PR #1380, opened 2022-08-26
Update Camunda projects to versions built with Micronaut 3.6.x

tobiasschaefer:

Please merge this PR. It updates all features to versions built with Micronaut 3.6.x

FYI: @sdelamo

### DIFF
--- a/starter-core/src/main/resources/pom.xml
+++ b/starter-core/src/main/resources/pom.xml
@@ -80,17 +80,17 @@
         <dependency>
             <groupId>info.novatec</groupId>
             <artifactId>micronaut-camunda-bpm-feature</artifactId>
-            <version>2.8.0</version>
+            <version>2.9.0</version>
         </dependency>
         <dependency>
             <groupId>info.novatec</groupId>
             <artifactId>micronaut-camunda-external-client-feature</artifactId>
-            <version>2.7.1</version>
+            <version>2.8.0</version>
         </dependency>
         <dependency>
             <groupId>info.novatec</groupId>
             <artifactId>micronaut-zeebe-client-feature</artifactId>
-            <version>1.8.0</version>
+            <version>1.9.0</version>
         </dependency>
         <dependency>
             <groupId>org.jetbrains.kotlin</groupId>


alvarosanchez:
Wouldn't it be better for this feature to make the generated builds import `org.camunda.bpm:camunda-bom`? Then, we could get rid of those versions

tobiasschaefer:
Hi @alvarosanchez ,

thanks for your comment.

I cannot fully assess if it would be better to have the versions in the bom but it might even be better to not have them there (in our case).

If the versions were in the bom then this would apply: https://github.com/micronaut-projects/micronaut-core/wiki/Module-Upgrade-Strategy

However, as an open source project with limited resources we usually do the update to a new Micronaut major or minor version *after* it has been published (like in this PR we're updating to Micronaut 3.6 after its official release). If the limitations of the module upgrade strategy apply we wouldn't get this into the 3.6.x branch of micronaut-starter because we will always have at least a minor update (because Micronaut also has a minor update).

See also the discussion in:
https://github.com/micronaut-projects/micronaut-starter/pull/953

We've been doing updates like this PR now for almost two years which have mostly been merged by @sdelamo , see also https://github.com/micronaut-projects/micronaut-starter/pulls?q=is%3Apr+author%3Atobiasschaefer

For me it could stay like it has been. If we change it I need some support - but most importantly we need a solution where we can get our minor version update into the current release branch.

alvarosanchez:
What I propose would reduce the maintenance burden on your side. Let me discuss it with @sdelamo once he's back to work.

tobiasschaefer:
Hi @alvarosanchez ,

how would it reduce the maintainance burden? The version number would "only" be moved from the micronaut-starter project to micronout-core's bom, right?

Could we merge this PR so that the 3.6.x branch of micronaut-starter has the correct Camunda libraries if user create new applications? I assume the refactoring you're mentioning would not go into 3.6.x anyhow. So it makes sense to merge this now (preferably before the next 3.6.2 patch release)

sdelamo (commented):
I have merged them into the 3.7.x branch

tobiasschaefer:
Hi @sdelamo ,

thanks! Could you please also merge this to the 3.6.x branch so that the next patch release published on Micronaut Launch includes our releases which are built for Micronaut 3.6.x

══════════════════════════════

Exercise instructions: Nothing but lines that contain "built" should appear in the answer. Copy each from the records.

Answer space:
Update Camunda projects to versions built with Micronaut 3.6.x
Please merge this PR. It updates all features to versions built with Micronaut 3.6.x
thanks! Could you please also merge this to the 3.6.x branch so that the next patch release published on Micronaut Launch includes our releases which are built for Micronaut 3.6.x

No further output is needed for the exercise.